CoPIs: Karin Dorman (Iowa State University), Shannon Schlueter (University of North Carolina - Charlotte) and Shailesh Lal (Oakland University)
Senior Personnel: Jon Duvick and Yasser El-Manzalawy (Iowa State University)
The premise of this project is that the scale of sequence and other data accumulation in plant genomics necessitates the development of novel, highly automated, scalable, comprehensive, and accurate approaches to genome annotation. The depth of transcript data accumulating for many plant species under numerous experimental conditions provide unprecedented evidence for the evaluation of all aspects of transcription, including precise mapping of transcription start sites as well as dominant and alternative splice sites. This project engages a team of experts in a wide range of fields, including genomics, molecular biology, bioinformatics, statistics, machine learning, high performance computing, and software engineering to jointly work toward a solution for accurately predicting the expressed protein-coding gene transcriptome from plant genome sequences. Successful completion of the project will result in the deployment of (1) software that implements the novel prediction algorithms, (2) visualization and data access portals, and (3) a cyberinfrastructure environment implementation of the developed tools for distributed computing, sharing of protocols, and analysis provenance recording. In the long run, the project seeks to explore the extent to which genomic biology can transition from a largely descriptive to a highly predictive science driven by quantitative measurements, with algorithms and computation as the domain-adapted language.

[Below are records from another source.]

PR #14484, opened 2021-07-08
Replicated Logs Companion PR

maierlars:
### Scope & Purpose

This contains changes from #14415, that are not directly related to replicated logs. This is done to make the actual PR smaller and ease the review process.

#### Backports:

- [x] No backports required


maierlars:
https://jenkins.arangodb.biz/job/arangodb-matrix-pr/16131/

maierlars:
https://jenkins.arangodb.biz/job/arangodb-matrix-pr/16132/

maierlars:
https://jenkins.arangodb.biz/job/arangodb-matrix-pr/16134/

maierlars:
https://jenkins.arangodb.biz/job/arangodb-matrix-pr/16138/

maierlars:
https://jenkins.arangodb.biz/job/arangodb-matrix-pr/16140/

arangod/Agency/AgencyComm.cpp
```diff
@@ -177,13 +177,54 @@ AgencyOperation::AgencyOperation(std::string const& key,
   _opType.value = opType;
 }
 
+AgencyOperation::AgencyOperation(std::string const& key, AgencyValueOperationType opType,
+                                 std::shared_ptr<velocypack::Builder> value)
+    : AgencyOperation(std::move(key), opType, value->slice()) {
```
jsteemann, line 182: I don't think that `key` can be moved here, as it is `const`.

jsteemann: I also think this calls the base constructor, which will do a full copy of the VPack slice in `value` into a newly allocated shared_ptr `_holder`, only to overwrite `_holder` later. So `_value` may point into the old `_holder` and it could be invalid.

goedderz: Right, thanks, the move is useless. I think the rest is correct though. This delegates to the constructor `AgencyOperation(std::string const&, AgencyValueOperationType, Slice)`, which does not copy the slice. Only the constructors getting some `T` which is then passed to `VPackValue` do that. I've added assertions to make that clear.

arangod/Agency/AgencyComm.cpp
```diff
@@ -177,13 +177,54 @@ AgencyOperation::AgencyOperation(std::string const& key,
...
+    : _key(path->str()), _opType(), _value(value) {
+  _opType.type = AgencyOperationType::Type::VALUE;
+  _opType.value = opType;
+}
+
+AgencyOperation::AgencyOperation(std::shared_ptr<cluster::paths::Path const> const& path,
+                                 AgencyValueOperationType opType,
+                                 std::shared_ptr<velocypack::Builder> value)
+    : AgencyOperation(path, opType, value->slice()) {
+  _holder = std::move(value);
```
jsteemann, line 216: I don't think this is safe, as `_value` will point into the slice held by the old version of `_holder`, which is overriden here.

goedderz: As above, it should be okay with the delegating constructor. I've also added an assertion here now to clarify that this works as intended.

jsteemann: Ok, thanks. Too many constructors here...

arangod/Agency/AgencyComm.cpp
```diff
@@ -177,13 +177,56 @@ AgencyOperation::AgencyOperation(std::string const& key,
...
+                                 AgencySimpleOperationType opType)
+    : _key(path->str()), _opType() {
+  _opType.type = AgencyOperationType::Type::SIMPLE;
+  _opType.simple = opType;
+}
+
+AgencyOperation::AgencyOperation(std::shared_ptr<cluster::paths::Path const> const& path,
+                                 AgencyValueOperationType opType,
+                                 velocypack::Slice const value)
+    : _key(path->str()), _opType(), _value(value) {
```
jsteemann, line 208: This constructor is potentially unsafe to use. It only works if the lifetime of the `Slice` in value exceeds the lifetime of the AgencyOperation.
Should we make this ctor protected, or at least add a code comment that indicates that?

arangod/Agency/AgencyComm.cpp
```diff
@@ -177,13 +177,56 @@ AgencyOperation::AgencyOperation(std::string const& key,
...
+    : AgencyOperation(path, opType, value->slice()) {
+  _holder = std::move(value);
+  TRI_ASSERT(_holder->slice().start() == _value.start());
+}
+
+AgencyOperation::AgencyOperation(std::shared_ptr<cluster::paths::Path const> const& path,
+                                 AgencyValueOperationType opType,
+                                 velocypack::Slice const newValue,
+                                 velocypack::Slice const oldValue)
+    : _key(path->str()), _opType(), _value(newValue), _value2(oldValue) {
```
jsteemann, line 225: Same here. This is easy to misuse. We should at least add a code comment saying that the lifetime of `newValue` and `oldValue` must exceed the lifetime of the AgencyOperation here.

arangod/Agency/AgencyComm.cpp
goedderz: I agree. Note that these constructors (initializing from a Slice, but not copying it) are the oldest and possibly most used ones, so we can't just protect them without rewriting some code. I've added some comments now. I'll see if I can spare some time to clear all this up, but rather not in this PR if that's fine with you.

lib/Basics/Exceptions.h
```diff
@@ -35,43 +35,89 @@
...
+
+#define ASSERT_OR_THROW_ARANGO_EXCEPTION_MESSAGE(...) \
+  THROW_AND_CATCH_(THROW_ARANGO_EXCEPTION_MESSAGE, __VA_ARGS__)
+
+#define ASSERT_OR_THROW_ARANGO_EXCEPTION_IF_FAIL(...) \
+  THROW_AND_CATCH_(THROW_ARANGO_EXCEPTION_IF_FAIL, __VA_ARGS__)
+
+#else
+
+#define ASSERT_OR_THROW_ARANGO_EXCEPTION(...) \
```
jsteemann, line 107: I am not really a big fan of these macros.
Do I understand correctly that in maintainer mode, they will throw an exception and terminate the program (but not in case no exception occurs...?).
And in release mode they will simply throw, but not end the program?
The macro names indicate that it's going to be either an assertion or a throw here, but I am wondering what the use case is for these macros? IMO we shouldn't add more if not absolutely required. Maybe there is a use case for such macros, but I don't see it yet.

lib/Containers/ImmerMemoryPolicy.h
```diff
@@ -0,0 +1,63 @@
+////////////////////////////////////////////////////////////////////////////////
+/// DISCLAIMER
+///
+/// Copyright $YEAR-2021 ArangoDB GmbH, Cologne, Germany
```
jsteemann, line 4: Let's remove $YEAR here, and insert a copyright header as in the other files.

lib/Basics/Exceptions.h
goedderz: It's something I do often: Add an assertion in maintainer mode, and throw an exception in release builds, e.g
```
if (<condition>) {
  TRI_ASSERT(false);
  THROW_ARANGO_EXCEPTION_MESSAGE(<code>, <message>);
}
```
. Essentially, in many, if not most, places where I add an assertion (in maintainer mode), I also want to throw an exception in release mode. This also makes sure the specific error is logged in maintainer mode as well, which is lost in the example above.

They are not absolutely required, though I do think I would probably use them quite often now if available.

lib/Containers/ImmerMemoryPolicy.h
goedderz: Oops.

arangod/Agency/AgencyComm.cpp
goedderz: See https://github.com/arangodb/arangodb/pull/14484#discussion_r668670529

jsteemann (approved):
LGTM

The project will generate standardized, accurate protein-coding gene structure annotation for 25 plant genomes from a wide range of the phylogenetic spectrum. Initial emphasis will be on improved annotation of recently sequenced genomes, which will benefit the entire community of researchers working on these important crops. The anticipated algorithms for transcriptome prediction will be essential to the analysis of the thousands of complete plant genome sequences likely to become available within the next few years. Through the development of reliable gold standard annotations and the dissemination of training and test sets for algorithmic development, a larger community of computational data analysts, in particular from the machine learning community, will be engaged. All software developed and data generated in this research is freely available through project Web sites, in particular www.plantgdb.org. The project's plan for integration of research and education will train a new generation of scientists to work on genomics data with the broad range of interdisciplinary approaches represented by the project team.